Extracted data entries

####

PR #5336, opened 2024-09-26
Updating hash migration status check

galvana:
Closes [PROD-2828](https://ethyca.atlassian.net/browse/PROD-2828)

### Description Of Changes

Updates the hash migration status check query to use the `is_hash_migrated IS FALSE` clause instead of `is_hash_migrated = FALSE`. The indexes for this query are created with `IS FALSE` so the status check queries were running an inefficient sequential scan on the entire table instead of an optimized index scan.

### Steps to Confirm

* [ ] This is tricky to test on a dev environment but as long as the server starts up it means the query still ran and the intended behavior is still preserved.

### Pre-Merge Checklist

* [ ] Update `CHANGELOG.md`

[PROD-2828]: https://ethyca.atlassian.net/browse/PROD-2828?atlOrigin=eyJpIjoiNWRkNTljNzYxNjVmNDY3MDlhMDU5Y2ZhYzA5YTRkZjUiLCJwIjoiZ2l0aHViLWNvbS1KU1cifQ

### DIFF
--- a/CHANGELOG.md
+++ b/CHANGELOG.md
@@ -23,6 +23,9 @@ The types of changes are:
 ### Developer Experience
 - Migrate toggle switches from Chakra to Ant Design [#5323](https://github.com/ethyca/fides/pull/5323)
 
+### Fixed
+- Updating the hash migration status check query to use the available indexes [#5336](https://github.com/ethyca/fides/pull/5336)
+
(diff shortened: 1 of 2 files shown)


NevilleS (approved):
👍

PR #5338, opened 2024-09-27
Fix cookies not deleting on opt-out

jpople:
Closes PROD-2822

Associated fidesplus PR- https://github.com/ethyca/fidesplus/pull/1653

### Description Of Changes

Fixes a bug where cookies were not being deleted when a user opted out due to js-cookie attempting to exactly match a provided domain even when it was `null`.

Adds a new field on privacyexperienceconfig table, `auto_subdomain_cookie_deletion`; when `true`, opting out will cause cookies from subdomains (prefixed with `.`s) to be deleted as well as cookies from the top-level domain.

Note that I've manually tested the migration using the following steps:
1. Added some privacy experience configs to mock pre-existing customers' configs
2. Ran migration
3. Confirmed the `auto_subdomain_cookie_deletion` was `false`
4. Added net new privacy experience config
5. Confirmed the auto_subdomain_cookie_deletion` was `true` ✅ 

### Code Changes

* [ ] Add toggle to experience config in admin-ui that controls whether we automatically delete subdomain cookies
* [ ] Updates appropriate models across the fides ecosystem to account for this new field in the BE
* [ ] Adds migration to write the `auto_subdomain_cookie_deletion` to "false" for existing privacy experience configs

### Steps to Confirm

Test using local fides-js against a [staging Ethyca site](https://ethyca-site-2ccue3cye-ethyca.vercel.app/) which GETs localhost:3001 for fides-js.

Run the [associated Fidesplus branch](https://github.com/ethyca/fidesplus/pull/1653) (this is pointed to the `aa28ea20aeee81d4f73db25538af5413718b9ef1` fides commit since there are BE changes here)

Toggle the `auto_subdomain_cookie_deletion` field on your privacy experience to `false`:
* [ ] Opt in to a privacy notice
* [ ] Should save cookies
* [ ] Opt out
* [ ] Should delete only top-level cookies with domain of `ethyca.com`, _not_ subdomain cookies with domain of `.ethyca.com`

Toggle `auto_subdomain_cookie_deletion` on your privacy experience to `true` and re-run, then:
* [ ] Opt in, should save as before
* [ ] On opt out, should delete cookies both with top-level and subdomains

### Pre-Merge Checklist

* [ ] Update `CHANGELOG.md`


tvandort (commented):
Neat! Thanks! 

I'm curious, was the `js-cookie` library not working for removing these if we passed the same domains?

clients/fides-js/src/lib/cookie.ts
```diff
@@ -331,13 +331,18 @@ export const makeConsentDefaultsLegacy = (
...
+  cookiesToRemove: CookiesType[],
+  removeSubdomainCookies: boolean = false,
+) => {
   cookiesToRemove.forEach((cookie) => {
-    cookies.remove(cookie.name, {
-      path: cookie.path ?? "/",
-      domain: cookie.domain,
-    });
+    const { hostname } = window.location;
+    cookies.remove(cookie.name);
```
eastandwestwind, line 342: I'm thinking for this line we could keep the previous logic of: 
```
cookies.remove(cookie.name, {
      path: cookie.path ?? "/",
      domain: cookie.domain,
    });
```

This way, if we ever were somehow deleting compass cookies before (unlikely but still), we won't change functionality unintentionally. what do you think? Then when we follow-up with handling compass cookies, too, we can update this bit.

clients/privacy-center/app/server-utils/loadEnvironmentVariables.ts
```diff
@@ -81,6 +81,11 @@ const loadEnvironmentVariables = () => {
     FIDES_CLEAR_COOKIE: process.env.FIDES_PRIVACY_CENTER__FIDES_CLEAR_COOKIE
       ? process.env.FIDES_PRIVACY_CENTER__FIDES_CLEAR_COOKIE === "true"
       : false,
+    AUTOMATIC_SUBDOMAIN_COOKIE_DELETION: process.env
+      .FIDES_PRIVACY_CENTER__AUTOMATIC_SUBDOMAIN_COOKIE_DELETION
+      ? process.env
+          .FIDES_PRIVACY_CENTER__AUTOMATIC_SUBDOMAIN_COOKIE_DELETION === "true"
+      : false,
```
eastandwestwind, line 88: 👍

eastandwestwind (changes requested):
Looking good @jpople ! In addition to my comment below:

Could we add a test that basically asserts we do not support cookie deletion for compass cookies yet, and link to https://ethyca.atlassian.net/browse/PROD-2830 as the follow-up? E.g. when cookie domain is `["google.com", "googleadservices.com"]'` cookie removal won't work. 

If that's gonna take too much time, I'd say just leave a link to the PROD ticket in the cookie removal logic 👍

jpople:
@eastandwestwind I added a test case to cover a cookie with a passed-in domain, but the tests on `removeCookieFromBrowser` are just detecting whether `cookies.remove()` is called with the right arguments as they were before.  I'm not sure if it's possible to test whether that actually results in a cookie being deleted or not.

clients/admin-ui/src/features/privacy-experience/PrivacyExperienceForm.tsx
```diff
@@ -315,6 +315,12 @@ export const PrivacyExperienceForm = ({
           Edit experience text
         </Button>
       )}
+      <CustomSwitch
```
jpople, line 318: Can we add a tooltip that explains this in a bit more depth?

clients/fides-js/src/lib/cookie.ts
```diff
@@ -331,13 +331,21 @@ export const makeConsentDefaultsLegacy = (
 
 /**
  * Given a list of cookies, deletes them from the browser
+ * Optionally removes subdomain cookies as well
  */
-export const removeCookiesFromBrowser = (cookiesToRemove: CookiesType[]) => {
+export const removeCookiesFromBrowser = (
+  cookiesToRemove: CookiesType[],
+  removeSubdomainCookies: boolean = true,
```
jpople, line 338: Do we want this to default to `true` here?

eastandwestwind: yes, this is stored in the DB-level and is unlikely to ever be undefined here. When a user configs their experience in Admin-UI, then that removeSubdomainCookies toggle will be either true or false depending on their choice. 

Additionally, our current customers will get the `false` val written to the DB, so we're safe.

eastandwestwind (approved):

PR #5344, opened 2024-10-01
Custom report models

galvana:
Closes [PROD-2673](https://ethyca.atlassian.net/browse/PROD-2673)

### Description Of Changes

Introduces the `CustomReport` model with the following properties:

- id
- name
- type
- created_by
- config

A custom report, for now, is defined as an object containing the table state (to be determined by the front-end) and a mapping of column keys to custom labels.

### Code Changes

* [ ] New `CustomReport` model

### Steps to Confirm

* [ ] This will be used by the front-end but steps to verify back-end only functionality can be found at https://github.com/ethyca/fidesplus/pull/1641

### Pre-Merge Checklist

* [ ] Update `CHANGELOG.md`

[PROD-2673]: https://ethyca.atlassian.net/browse/PROD-2673?atlOrigin=eyJpIjoiNWRkNTljNzYxNjVmNDY3MDlhMDU5Y2ZhYzA5YTRkZjUiLCJwIjoiZ2l0aHViLWNvbS1KU1cifQ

####

| Work required |
Copy from the entries above each line in which the string "deleting" can be found.

| Response |
Fix cookies not deleting on opt-out
This way, if we ever were somehow deleting compass cookies before (unlikely but still), we won't change functionality unintentionally. what do you think? Then when we follow-up with handling compass cookies, too, we can update this bit.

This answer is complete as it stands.